Canon · SLR · Canon FD

Canon TX

35mm SLR Discontinued mechanical-slr · canon-fd · student-camera · match-needle-cds · all-mechanical-shutter · budget-classic

Wind the lever and you feel exactly what Canon left out. The TX is the bare-knuckle version of the FTb, the same chassis with the metering simplified, the finder info trimmed back, and a shutter that tops out near 1/500 instead of climbing to the FTb's 1/1000. It thunks rather than clicks. There is a satisfying mechanical bluntness to the whole thing, the sound of a camera that does not care whether you are impressed.

The big economy is in how it reads light. Where the FTb takes a 12 percent partial reading from the center, the TX simplifies the pattern to plain center-weighted averaging, and it loses the self-timer and the mirror lockup along the way. It still meters wide open, coupled to the aperture ring, so the needle tells you the truth with the lens at full bore and the finder bright. It is a CdS match-needle system, center-weighted and averaging, and you center it by turning aperture and shutter against a circle on the right side of the frame. Honest within its limits, and it leans on a mercury cell you cannot buy anymore. People run a 1.4-volt zinc-air hearing-aid cell with an adapter, or they accept the drift and compensate. Either way the meter is the part of this camera most likely to lie to you fifty years on.

Look through the finder and you get a microprism rangefinder in the center, set on a clean Fresnel matte field. Focus snaps. The TX anchored the early FD years, the original breech-lock mount with the rotating chrome locking ring, the generation before the New FD lenses that twist on like a bayonet. That mount is the real reason to own one. A 50mm f/1.8 S.C. costs almost nothing and renders beautifully, and the whole FD catalog from fast primes to long teles bolts straight on. Canon built this body cheap on purpose. It was the entry door to the system, sold through department stores and to first-year photo students who needed something that would not break when dropped on a darkroom floor.

That cheapness shows in a couple of places. The 1/500 top speed means shooting fast film wide open in daylight gets tight. And the finder, bright as it is, tells you very little; no shutter speed readout, no aperture display, just the meter needle and your own memory of where you set things. You are flying on knowledge, not on a heads-up display. The trimmed feature set, no self-timer and no mirror lockup, is the rest of the bargain.

None of that hurts it today. The TX trades for student-camera money, well under what an FTb or a Pentax Spotmatic commands, and it does the same job with the same toughness. When that aging CdS cell finally goes soft, or you just stop trusting the mercury-cell math, an incident or spot reading from the Zone Light Meter app becomes your real meter.
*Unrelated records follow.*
PR #269, opened 2017-10-30
Add widget for editing robot preferences

### LINKED ISSUE #28: Toggle switch widget moves outside of slider area
When toggling a Toggle Switch widget it moves outside of the oval track on the right side. See attached screen shot.
toggleswitch

### LINKED ISSUE #175: Toggle Switches in Tile property sheets are invisible

SamCarlberg:
Move WidgetPropertySheet to API so plugins can use it
Make text fields on dark theme only have colored underline when focused
Relies on wpilibsuite/allwpilib#701 for type metadata

Fixes #28 (for real this time) by updating to a newer version of controlsfx
Fixes #175

Search field is toggleable in the widget settings

prefs-0
prefs-1
prefs-2
prefs-3

### DIFF
--- a/api/src/main/java/edu/wpi/first/shuffleboard/api/components/WidgetPropertySheet.java
+++ b/api/src/main/java/edu/wpi/first/shuffleboard/api/components/WidgetPropertySheet.java
@@ -28,7 +28,7 @@ import javafx.util.StringConverter;
 public class WidgetPropertySheet extends PropertySheet {
 
   /**
-   * Creates an empry property sheet.
+   * Creates an empty property sheet.
    */
   public WidgetPropertySheet() {
     super();
--- a/api/src/main/java/edu/wpi/first/shuffleboard/api/components/WidgetPropertySheet.java
+++ b/api/src/main/java/edu/wpi/first/shuffleboard/api/components/WidgetPropertySheet.java
@@ -1,7 +1,5 @@
-package edu.wpi.first.shuffleboard.app.components;
+package edu.wpi.first.shuffleboard.api.components;
 
-import edu.wpi.first.shuffleboard.api.components.IntegerField;
-import edu.wpi.first.shuffleboard.api.components.NumberField;
 import edu.wpi.first.shuffleboard.api.theme.Theme;
 import edu.wpi.first.shuffleboard.api.theme.Themes;
 
@@ -11,7 +9,7 @@ import org.controlsfx.property.editor.AbstractPropertyEditor;
 import org.controlsfx.property.editor.DefaultPropertyEditorFactory;
 import org.controlsfx.property.editor.PropertyEditor;
 
-import java.util.List;
+import java.util.Collection;
 import java.util.Optional;
 import java.util.stream.Collectors;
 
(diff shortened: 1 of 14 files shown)


api/src/main/java/edu/wpi/first/shuffleboard/api/components/WidgetPropertySheet.java
```diff
@@ -31,12 +28,10 @@
 public class WidgetPropertySheet extends PropertySheet {
 
   /**
-   * Creates a new property sheet for the given widget.
```
nightpool: empty

api/src/main/java/edu/wpi/first/shuffleboard/api/components/WidgetPropertySheet.java
```diff
@@ -31,12 +28,10 @@
...
+   * Creates an empry property sheet.
```
nightpool: typo

api/src/main/java/edu/wpi/first/shuffleboard/api/components/WidgetPropertySheet.java
```diff
@@ -31,12 +28,10 @@
 public class WidgetPropertySheet extends PropertySheet {
```
nightpool: name is misleading now that we're using it for things that aren't widgets.

plugins/base/src/main/java/edu/wpi/first/shuffleboard/plugin/base/widget/RobotPreferencesWidget.java
```diff
@@ -0,0 +1,90 @@
...
+        prevData.asMap().entrySet().stream()
+            .map(Map.Entry::getKey)
+            .filter(k -> !curData.containsKey(k))
+            .forEach(wrapperProperties::remove);
+      }
+      updated.forEach((key, value) -> {
+        if (NetworkTableUtils.isMetadata(key)) {
+          return;
+        }
+        if (wrapperProperties.containsKey(key)) {
```
nightpool: This can be cleaned up with computeIfAbsent

plugins/base/src/main/java/edu/wpi/first/shuffleboard/plugin/base/data/RobotPreferencesData.java
```diff
@@ -0,0 +1,21 @@
...
+import java.util.Map;
+
+public class RobotPreferencesData extends MapData {
+
+  public RobotPreferencesData(Map<String, Object> map) {
+    super(map);
+  }
+
+  @Override
+  public RobotPreferencesData put(String key, Object value) {
```
nightpool: why override this? Seems unnecessary now that the change to put was made in MapData.

nightpool: Oh, typing. Should just call super() then.

SamCarlberg: This is the correct implementation. Calling super will return a new `MapData` instance.

api/src/main/java/edu/wpi/first/shuffleboard/api/components/WidgetPropertySheet.java
SamCarlberg: Should be a separate PR. I'll open an issue for it

PR #273, opened 2017-11-04
FIx markdown style typo in readme

PeterMitrano:


PeterJohnson:
Maybe add backticks to show both commands in fixed point font too? Also would be more consistent with the other command

PR #277, opened 2017-11-07
Automatically load the most recently saved dashboard file

### LINKED ISSUE #172: automatically re-open last used layout
Dependent on #169 

Beta if we can get to it.

### LINKED ISSUE #281: Sources in a save file that are not present at load are not later set when present
Basically if you save a file, then open it later with different/no sources, the widgets in the dashboard have no sources even when they're made available again. This makes it impossible to, for example, load a layout for playback before loading the recording file, or load a save file before starting an FRC match

SamCarlberg:
This behavior can be toggled on or off in the application settings
Refactors DashboardTab into its own upper-level class
Make widgets disable themselves, not the tile, when a source is not connected

Closes #172
Fixes #281 (since 9e9c526)

### DIFF
--- a/app/src/main/java/edu/wpi/first/shuffleboard/app/MainWindowController.java
+++ b/app/src/main/java/edu/wpi/first/shuffleboard/app/MainWindowController.java
@@ -16,6 +16,7 @@ import edu.wpi.first.shuffleboard.api.util.FxUtils;
 import edu.wpi.first.shuffleboard.api.util.Storage;
 import edu.wpi.first.shuffleboard.api.util.TypeUtils;
 import edu.wpi.first.shuffleboard.api.widget.Components;
+import edu.wpi.first.shuffleboard.app.components.DashboardTab;
 import edu.wpi.first.shuffleboard.app.components.DashboardTabPane;
 import edu.wpi.first.shuffleboard.app.components.WidgetGallery;
 import edu.wpi.first.shuffleboard.app.components.WidgetPropertySheet;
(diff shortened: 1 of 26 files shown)


app/src/main/java/edu/wpi/first/shuffleboard/app/MainWindowController.java
```diff
@@ -75,6 +76,7 @@
 /**
  * Controller for the main UI window.
  */
+@SuppressWarnings("PMD.GodClass") // TODO refactor this class
```
JLLeitschuh: 🤦‍♂️

SamCarlberg: I'm honestly surprised this PMD rule got triggered since the diff is so minor

JLLeitschuh: https://github.com/search?utf8=%E2%9C%93&q=%40SuppressWarnings%28%22PMD.GodClass%22%29+extension%3Ajava&type=Code

SamCarlberg: Going to do that refactor after the currently open PRs are merged in. Don't want to force merge conflicts if I can avoid it

app/src/main/java/edu/wpi/first/shuffleboard/app/json/SourcedRestorer.java
```diff
@@ -0,0 +1,57 @@
...
+   * Attempts to restore all destroyed sources in a sourced object for the given URIs.
+   *
+   * @param sourced       the sourced to restore sources for
+   * @param urisToRestore the URIs of the sources to restore
+   * @param errorHandler  a function to call when a source could not be restored, or when a restored source could not
+   *                      be added
+   */
+  public void restoreSourcesFor(Sourced sourced,
+                                Collection<? extends String> urisToRestore,
+                                BiConsumer<DestroyedSource, ? super Throwable> errorHandler) {
```
SamCarlberg: An error handler gets passed in so that sources can still be restored if an exception was thrown in the restoration loop. Right now all this does is log the error and say which source wasn't able to be restored.

PR #286, opened 2017-11-10
Right-click actions for layouts

nightpool:
Adds a new "ActionList" types, registers suppliers for ActionLists in the scene graph, and fetches them when creating context menu items.

image

image

Adds actions for both SubsystemLayouts and ListLayouts.


app/src/main/java/edu/wpi/first/shuffleboard/app/components/WidgetPane.java
```diff
@@ -100,6 +100,7 @@ public WidgetPane() {
       if (highlight) {
         getChildren().add(gridHighlight);
         gridHighlight.toFront();
+        gridHighlight.setMouseTransparent(true);
```
nightpool: fixes drag-and-drop regression from #259

app/src/main/java/edu/wpi/first/shuffleboard/app/components/Tile.java
```diff
@@ -34,6 +35,8 @@
   private final Property<TileSize> size = new SimpleObjectProperty<>(this, "size", null);
   private final BooleanProperty selected = new PseudoClassProperty(this, "selected");
 
+  private final PropertyBinding<String> titleProperty;
```
nightpool: fixes title bindings getting GC'd

app/src/main/java/edu/wpi/first/shuffleboard/app/components/Tile.java
```diff
@@ -49,14 +52,19 @@ protected Tile() {
...
+    titleProperty = EasyBind.monadic(contentProperty()).selectProperty(Component::titleProperty);
+    ((EditableLabel) lookup("#titleLabel")).textProperty().bindBidirectional(titleProperty);
     ((Label) lookup("#titleLabel").lookup(".label")).setTextOverrun(OverrunStyle.LEADING_ELLIPSIS);
     contentView.addListener((__, oldContent, newContent) -> {
       getContentPane()
           .map(Pane::getChildren)
-          .ifPresent(c -> c.setAll(newContent));
+          .ifPresent(c -> {
+            if (newContent != null) {
+              c.setAll(newContent);
```
nightpool: fixes NPE when wrapping widgets in layout.

plugins/base/src/main/java/edu/wpi/first/shuffleboard/plugin/base/layout/SubsystemLayout.java
```diff
@@ -51,21 +54,50 @@
...
+      }
+      return al;
+    });
   }
 
+  private WeakHashMap<Component, Pane> panes = new WeakHashMap<>();
+
   private Pane paneFor(Component component) {
+    if (panes.containsKey(component)) {
+      return panes.get(component);
```
nightpool: this pattern (EasyBind.map -> WeakHashMap -> func) appears a couple of places in the code, maybe should extract a util?

app/src/main/java/edu/wpi/first/shuffleboard/app/components/Tile.java
SamCarlberg: Already fixed in #206

app/src/main/java/edu/wpi/first/shuffleboard/app/components/Tile.java
SamCarlberg: Already fixed in #279

app/src/main/java/edu/wpi/first/shuffleboard/app/components/WidgetPane.java
SamCarlberg: So _that's_ what that was! It's been driving me nuts.

app/src/main/java/edu/wpi/first/shuffleboard/app/components/Tile.java
nightpool: I thought I remember seeing this.... lol, I thought I pulled before making this PR, must have forgotten.

nightpool:
I'm fixing the build errors/conflicts currently, feel free to review while I take care of that....

api/src/main/java/edu/wpi/first/shuffleboard/api/components/ActionList.java
```diff
@@ -0,0 +1,90 @@
...
+  private final String name;
+  private final List<Supplier<MenuItem>> actions;
+
+  private ActionList(String name) {
+    this.name = name;
+    this.actions = new ArrayList<>();
+  }
+
+  public ActionList addAction(String name, Runnable r) {
+    actions.add(() -> FxUtils.menuItem(name, _e -> r.run()));
```
SamCarlberg: I typically use a double underscore `__` for unused lambda parameters. Easier to read IMO

api/src/main/java/edu/wpi/first/shuffleboard/api/components/ActionList.java
```diff
@@ -0,0 +1,90 @@
...
+import java.util.List;
+import java.util.Optional;
+import java.util.function.Supplier;
+import java.util.stream.Collectors;
+
+import javafx.scene.Node;
+import javafx.scene.control.Menu;
+import javafx.scene.control.MenuItem;
+
+public class ActionList {
```
SamCarlberg: What is this class? What does it do? How is it intended to be used? Documentation, please!

plugins/base/src/main/java/edu/wpi/first/shuffleboard/plugin/base/layout/SubsystemLayout.java
SamCarlberg: SubsystemLayout and ListLayout should really inherit from a common superclass that keeps all this code in the same place.

plugins/base/src/main/java/edu/wpi/first/shuffleboard/plugin/base/layout/SubsystemLayout.java
```diff
@@ -51,21 +54,50 @@
   private Subscription retained; //NOPMD field due to GC
   private DataSource<?> source;
 
+  private List<Component> hidden = new ArrayList<>();
```
SamCarlberg: Why does only `SubsystemLayout` get this behavior? I'd expect to be able to hide widgets in _any_ type of layout

plugins/base/src/main/java/edu/wpi/first/shuffleboard/plugin/base/layout/ListLayout.java
```diff
@@ -42,16 +44,58 @@ private void initialize() {
...
+        widgets.add(0, component);
+      });
+    }
+
+    if (i < widgets.size() - 1) {
+      al.addAction("Move down", () -> {
+        widgets.remove(i);
+        widgets.add(i + 1, component);
+      });
+      al.addAction("Send to bottom", () -> {
```
SamCarlberg: These should also belong to `SubsytemLayout`. You'll probably have to extract a common super class, since the only real differences are

1. SubsytemLayout sorts widgets by title, alphabetically
2. SubsystemLayout has a data source

And probably an abstract superclass of _that_ for taking care of creating panes etc. for widgets, since that code is very likely to be the same for all or most layouts

plugins/base/src/main/java/edu/wpi/first/shuffleboard/plugin/base/layout/ListLayout.java
```diff
@@ -42,16 +44,58 @@ private void initialize() {
...
+    panes.put(component, pane);
     return pane;
   }
 
+  private ActionList actionsForComponent(Component component) {
+    ActionList al = ActionList.withName(component.getTitle());
+    int i = widgets.indexOf(component);
+
+    if (i > 0) {
+      al.addAction("Move up", () -> {
```
SamCarlberg: 👍

plugins/base/src/main/java/edu/wpi/first/shuffleboard/plugin/base/layout/ListLayout.java
nightpool: Why? If SubsystemLayout sorts things by title, isn't it unwanted for users to be able to reorder widgets themselves?

SamCarlberg:
I've noticed it's very hard to tell the difference between widgets and the background. A little CSS on `.layout-stack` could add backgrounds and borders to the wrapper panes. Some (configurable) spacing would be good to have, too.

Layouts should also have an "Unwrap" action to pull all their components into that layout's parent, then delete the layout.

plugins/base/src/main/java/edu/wpi/first/shuffleboard/plugin/base/layout/ListLayout.java
SamCarlberg: The layout doesn't keep the children sorted. It just kind of assumes they're sorted when deciding where to place a new child. Alphabetical sorting isn't likely to put components in a _logical_ ordering, which is why users should be able to customize the order

nightpool:
fixed:

 - code changes
 - documentation
 - subsystemlayout inherits from listlayout

not fixed:

 - unwrap action
 - show as.... action
 - edit properties

Those should be pretty simple to add on as followups though

>Context menus on a widget tile shouldn't have the "title" menu at the top; it's redundant.

Not sure what you mean by this?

Set the needle aside, place your shadows where you want them, and transfer the values to the all-mechanical dials. The shutter does not need a battery to fire, which is the quiet argument for buying one of these in the first place. It will outlast its own meter, and probably you.

How the app handles this body

  • Metering: Take an incident or spot reading in the app and place your shadows on a chosen zone, then dial that exposure in. On a body with no meter, or one whose cell has drifted with age, the app is the meter you trust.
  • Flash sync: Focal-plane shutter, so flash sync tops out around 1/60. Above that the app's exposure pairs still hold for available-light work.